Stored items
PR #1108, opened 2022-06-22
setting to use local certs, more platform independence

### LINKED ISSUE #1107: Makefile cert situation is messy and not platform independent
Our makefile assumes the CA certs are all in `/etc/ssl/certs/ca-certificates.crt`, which is true in Debian/Ubuntu, but not on AmazonLinux (where they are in `/etc/ssl/certs/ca-bundle.crt`) or Mac OS (where they live in some keychain thing that you can't easily access).

To remedy this, I propose generalizing the makefile to look in a few standard places, and also adding a simple variable that toggles whether or not to use the host system certs. I think the default should just be to use whatever is in the docker instances.

andrewpcone:
Hopefully closes #1107


makefile
```diff
@@ -108,6 +125,37 @@ export SHELLOPTS:=$(if $(SHELLOPTS),$(SHELLOPTS):)pipefail:errexit
 gobuildlinux = go build -ldflags="-s -w"
 gobuild = go build
 
+ifdef USE_SYSTEM_CERTS
```
kannon92, line 128: A nitpick but this doesn't need to be in an ifdef.  You could remove this out of ifdef and just put the calls to this target in the ifdef.

kannon92 (dismissed):
I was able to build the dotnet client with this change.  Thank you Andrew!

I have a small nitpick but it looks good to me.

kannon92 (approved):

richscott (approved):

dejanzele (approved):

Issue #1037, opened 2022-06-01
Migrate from CircleCI to Github Actions


richscott:
┆Issue is synchronized with this [Jira Task](https://gr-oss.atlassian.net/browse/BATCH-48) by [Unito](https://www.unito.io)

jayofdoom:
Unit tests and linting merged, but not required for merging -- we're evaluating it versus Circle CI first.

Integration tests have performance issues that I believe are caused by a smaller runner being used in GHA (this is not configurable; you use their static-sized runners or provide your own). There's a discussion here about how to move forward: https://gr-oss.slack.com/archives/C03F1DS85AQ/p1654807364006189 -- it boils down to three options:
- Investigate hosting our GHA runners
- Revert all test migrations to GHA
- Continue to use a split setup, with unit tests and linting running alongside CodeQL in github actions, with integration tests running in circle ci. This is the option I think gives us the best mix of functionality and quick runtime.

jayofdoom:
I have a PoC running tests using paid-for github runners in ~15-17 minutes. https://github.com/jayofdoom/armada/runs/7733643008

There are a handful of things needed before this is ready for landing:
- Do some matrix testing across multiple different instance sizes; be sure we're at the best size
- Ensure in the case where we cannot spawn a runner, we still run integration tests on a free runner (if possible)
- Ensure *all* items supported by circleci (including releases / uploads of docker images) are supported in our GHA

stackedsax:
@jayofdoom thanks for doing this.  I've never checked out the paid-for runners -- do we just pay more and maybe get that time down under 10mins?

jayofdoom:
I'm not convinced that vertical scaling is possible without actual work to parallelize the tests explicitly. I'm trying to explore those possibilities before doing the cleanup work around this to make it mergeable. (Which will include making sure we're at the point where we have all the performance we can pay for without excess)

For instance, I started something testing before I stepped away this afternoon that is using docker's new build system which might be faster outright, but if it isn't I'm convinced it could be made to be faster with a few changes to our dockerfiles.

jayofdoom:
https://github.com/jayofdoom/armada/runs/7736074257 looks like I just gained quite a bit of time just by setting an environment variable 👍

jayofdoom:
One #1156 is merged, we'll have the following remaining steps:
- Implement releases in Github Actions
- Disable run of jobs in CircleCI

richscott:
[...]

PR #1110, opened 2022-06-22
Fix when GHAs run

jayofdoom:
Aiming to make it run on pushes of all branches (except master, which
do not need to run tests after merge -- this will change when releasing
is moved to GHA).

Should also fix issue where PRs from forks don't have the job runners
show up in the list at the bottom of the pull request.

Related: Issue #1037

### DIFF
--- a/.github/workflows/not-python.yml
+++ b/.github/workflows/not-python.yml
@@ -11,8 +11,8 @@ on:
       - '.github/workflows/python.yml'
       - 'docs/python_armada_client.md'
   pull_request:
-    branches:
-      - master
+    branches-ignore:
+      - gh-pages
     paths-ignore:
       - 'client/python/**'
       - 'build/python-client/**'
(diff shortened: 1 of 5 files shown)


jayofdoom:
The only opportunity to DRY up, AFAICT, would be using yaml anchors to make us only list the paths once per workflow. That adds a bit of complexity (someone reading this file has to grok yaml anchors) for very minimal benefit. I would go the route of DRYing it up if I could do it across github workflows.

If you feel strongly about it; I can use the yaml anchors but for small config snippets like this, I find the readability of being explicit worth the tradeoff.

.github/workflows/not-python.yml
```diff
@@ -2,6 +2,17 @@ name: Run Python Linting and Unit Tests
...
+      - master
+    paths-ignore:
+      - 'client/python/**'
+      - 'build/python-client/**'
+      - 'pkg/api/*.proto'
+      - '.github/workflows/python.yml'
+      - 'docs/python_armada_client.md'
+  pull_request:
+    branches:
+      - master
```
jayofdoom, line 15: this needs to be updated to branches-ignore, like in the go.yml, and I missed this several places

▶ _Description of the task_
Look for the word "running" in every line of the records. State how many lines contain it, and write only the number.

▶ _Solution below_
2